Deanna Church, 10x Genomics: Interview Q&A

Q: First off congratulations on your new job at 10x Genomics. Can you tell us more about the role you have at 10x Genomics?

A: Thank you! It is great to be at a cutting-edge technology company. My role at 10x is to lead the applications group. It is an exciting opportunity because it means my group gets to take the technology being developed at 10x and explore what scientific questions it can address. This means getting to work with great external scientists as well as doing our own work internally. I enjoy being able to engage with leading scientists and learn new things all the time. While I still love to think about how we can improve and use the genome, I’m learning about the world of single cell analysis and now spend a lot of time thinking about the exciting new scientific questions this technology enables.

Q: What do we have to think about when thinking of individual genome analysis?

A: The first thing we should think about is that we carry two haplotypes, that is two copies of each chromosome, not just one. When these two haplotypes are very different, such as when structural variation is present, then analyzing these regions using traditional approaches will often fail. Most traditional analysis approaches try to average across both haplotypes, which can work OK when the two copies are almost identical, but fails miserably as the two haplotypes become more diverse.

The other thing we need to think about for individual genome analysis, especially in a clinical context, is that identifying rare variants is much more important than finding common ones. We want to find the things we don’t see in everyone, and that may be important to understanding a phenotype. It is important to remember that these rare variants can be more than just single nucleotide (SNPs) changes. The ability to identify a variety of variant types is critical for these N-of-one experiments. This may also be true for population based studies as well. A pre-print from Harvard’s Gaurav Bhatia and colleagues last year provided evidence that haplotype-based analysis may have more power than looking at individual SNPs when looking at complex disease.

Q: Why is there a need to improve our reference model and genome analysis? What are some of the major pitfalls of the current approach?

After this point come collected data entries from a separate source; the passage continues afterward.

PR #142, opened 2023-09-04
Draft implementation of algebraic enum without `content` attribute

FlorianDenis:
Draft implementation of support for Algebraic enums without specifying the `content` attribute (see https://github.com/1Password/typeshare/issues/141).

Only Unit variants and anonymous structs variants are supported (tuple variants explicitly require the content attribute), and I built support for Kotlin, Scala, Swift and TypeScript output.

This was done by adding a new `RustEnum` type (`AlgebraicFlattened`, the name is not great, I welcome any other suggestion) without the `content_key`.

PR #146, opened 2023-10-02
Add support for internally tagged non-tuple enums for Typescript

akozhemiakin:
Currently, generating types for internally tagged enums is not possible, even though serde [supports it](https://serde.rs/enum-representations.html#internally-tagged).

This PR allows the omission of the "content" attribute while still raising errors for languages other than TypeScript. Support for additional languages may be introduced later if necessary and feasible. Additionally, it triggers an error when attempting to skip the "content" attribute for tuple enum variants in TypeScript.


akozhemiakin:
Unfortunately, I completely missed https://github.com/1Password/typeshare/pull/142. The implementations are different, but https://github.com/1Password/typeshare/pull/142 appears to already support more than just TypeScript. I'll close this for now, feel free to reopen it if needed.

A: Absolutely. The initial model used by the Human Genome Project (HGP) involved producing a haploid consensus assembly. Thenotion was that the reference assembly only needed to represent a single haplotype. This model arose because the thought was that differences between different haplotypes in humans were not great, and consisted of largely single nucleotide differences. We now know that there can be a larger difference between two haplotypes, and in some cases, creating a consensus is not possible. The Genome Reference Consortium (GRC) started providing additional haplotype representations for regions of the genome where we know this kind of diversity exists. However, this approach is not scalable, and in fact few tools can take full advantage of this information, though there is evidence that using all the available reference assembly data will improve your analysis. Work from Benedict Paten, Alex Dilthey, Erik Garrison and others is starting to lay the ground work for developing a new model for reference-based genome analysis. This involves combining the reference assembly and known variation into a combined graph structure. I’m enthusiastic about this approach, but there is still a lot of work that needs to happen before this is a reality.

Q: You have mentioned in the past that genome analysis is not just sequencing an individual, aligning those genomes to reference genomes and coming up with a list of variants that define that genome. Rather we should perform a de novo assembly of that genome. Why is this important?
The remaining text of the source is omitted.